The delegate created by this method takes a double array whose elements correspond to the string array passed into GetDynamicMethod(). Looking at the code, when it finds a parameter, it checks the string array for the name of the parameter and saves that index. Then it loads the parameter value from the double array with the following:
il.Emit(OpCodes.Ldarg_0);
il.Emit(OpCodes.Ldc_I4, pindex);
il.Emit(OpCodes.Ldelem_R8);

These opcodes push the double array (which is passed into the delegate as the first method argument) to the stack, followed by the desired index (found by searching the string array). The last opcode pops both of those and replaces them with the desired array element.

This could probably be improved by creating a delegate with an argument for each desired parameter. The DynamicMethod constructor takes a Type[] detailing these, so I could create that from the string array. This would remove the array indexing and reduce the opcodes to a single load—increasing performance. I'll do that later.

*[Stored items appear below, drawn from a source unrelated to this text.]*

PR #961, opened 2022-09-08
Solution

Dmytro-Matsehora:
[DEMO LINK](https://Dmytro-Matsehora.github.io/react_movies-list-filter/)

### DIFF
--- a/src/App.tsx
+++ b/src/App.tsx
@@ -4,12 +4,12 @@ import { MoviesList } from './components/MoviesList';
 import moviesFromServer from './api/movies.json';
 
 export const App: React.FC = () => {
-  const [query, filtered] = useState('');
+  const [query, setQuery] = useState('');
 
   const handleFilter = (event: React.ChangeEvent<HTMLInputElement>) => {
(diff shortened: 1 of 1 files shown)


src/App.tsx
```diff
@@ -1,9 +1,21 @@
...
 import moviesFromServer from './api/movies.json';
 
 export const App: React.FC = () => {
+  const [query, setQuery] = useState('');
+
+  const handleFilter = (event: React.ChangeEvent<HTMLInputElement>) => {
+    const { value } = event.target;
+
+    setQuery(value);
+  };
```
tiserett, line 13:
```suggestion
  const handleFilter = (event: React.ChangeEvent<HTMLInputElement>) => {
    const { value } = event.target;

    setQuery(value);
  };
```
you don't really need this piece of code, on the onChange take event in props, and then call setQuery(event.targey.value)

tiserett (changes requested):
you should insert few changes

tiserett (approved):
🔥🔥🔥

PR #964, opened 2022-09-09
solution

Githi54:
[DEMO LINK](https://githi54.github.io/react_movies-list-filter/)

### DIFF
--- a/src/App.tsx
+++ b/src/App.tsx
@@ -1,15 +1,29 @@
-import React from 'react';
+import React, { useState } from 'react';
 import './App.scss';
 import { MoviesList } from './components/MoviesList';
 import moviesFromServer from './api/movies.json';
 
 export const App: React.FC = () => {
+  const [query, setQuery] = useState('');
+  const visibleMovies = moviesFromServer
+    .filter(({ title, description }) => (
+      title
+        .toLowerCase()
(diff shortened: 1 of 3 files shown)


src/App.tsx
```diff
@@ -1,15 +1,29 @@
...
+  const [query, setQuery] = useState('');
+  const visibleMovies = moviesFromServer
+    .filter(({ title, description }) => (
+      title
+        .toLowerCase()
+        .includes(query.toLowerCase())
+      || description
+        .toLowerCase()
+        .includes(query.toLowerCase())
+    ));
```
AndreyJigijalkin, line 16: You can make small separate function to compare two string values in lowerCase :)

AndreyJigijalkin (approved):
Very good:)

src/App.tsx
Githi54: Why?)

dellachaise: Because you kind of duplicate your logic twice(do the same but once on `title`, then on `description`. And better use function for it.

dellachaise (approved):
Well done 👍 

Just better do not repeat yourself(comments) - [checklist point 2](https://github.com/mate-academy/react_movies-list-filter/blob/master/checklist.md)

That's basically the only changes to this method. The nature of postfix notation—where an operator comes after its arguments, is exactly how .NET's CLR works. Assuming an expression is syntactically correct and parsed to a tree correctly, an operator is guaranteed to have its operands already on the stack by the time Emit() is called. Look at this implementation:
public class Addition : BaseOperator
{
public override void Emit(System.Reflection.Emit.ILGenerator ilg)
{
ilg.Emit(OpCodes.Add);
}
}

Painfully easy. Method calls are also possible:
public class Sine : BaseFunction
{
public override void Emit(System.Reflection.Emit.ILGenerator ilg)
{
ilg.Emit(OpCodes.Call, typeof(System.Math).GetMethod("Sin"));
}
}

Some are not quite as simple:
public class Secant : BaseFunction
{
public override void Emit(System.Reflection.Emit.ILGenerator ilg)
{
ilg.Emit(OpCodes.Call, typeof(System.Math).GetMethod("Cos"));
ilg.Emit(OpCodes.Stloc_0);
ilg.Emit(OpCodes.Ldc_R8, 1.0D);
ilg.Emit(OpCodes.Ldloc_0);
ilg.Emit(OpCodes.Div);
}
}

Secant is defined as 1/cos(x), so I evaluate cosine, then store that in the first local variable (this is the temp1 variable created above). I push 1 on the stack, followed by the temp1 variable, and divide. The Div opcode returns double.NaN when dividing by zero, so no error checking is required.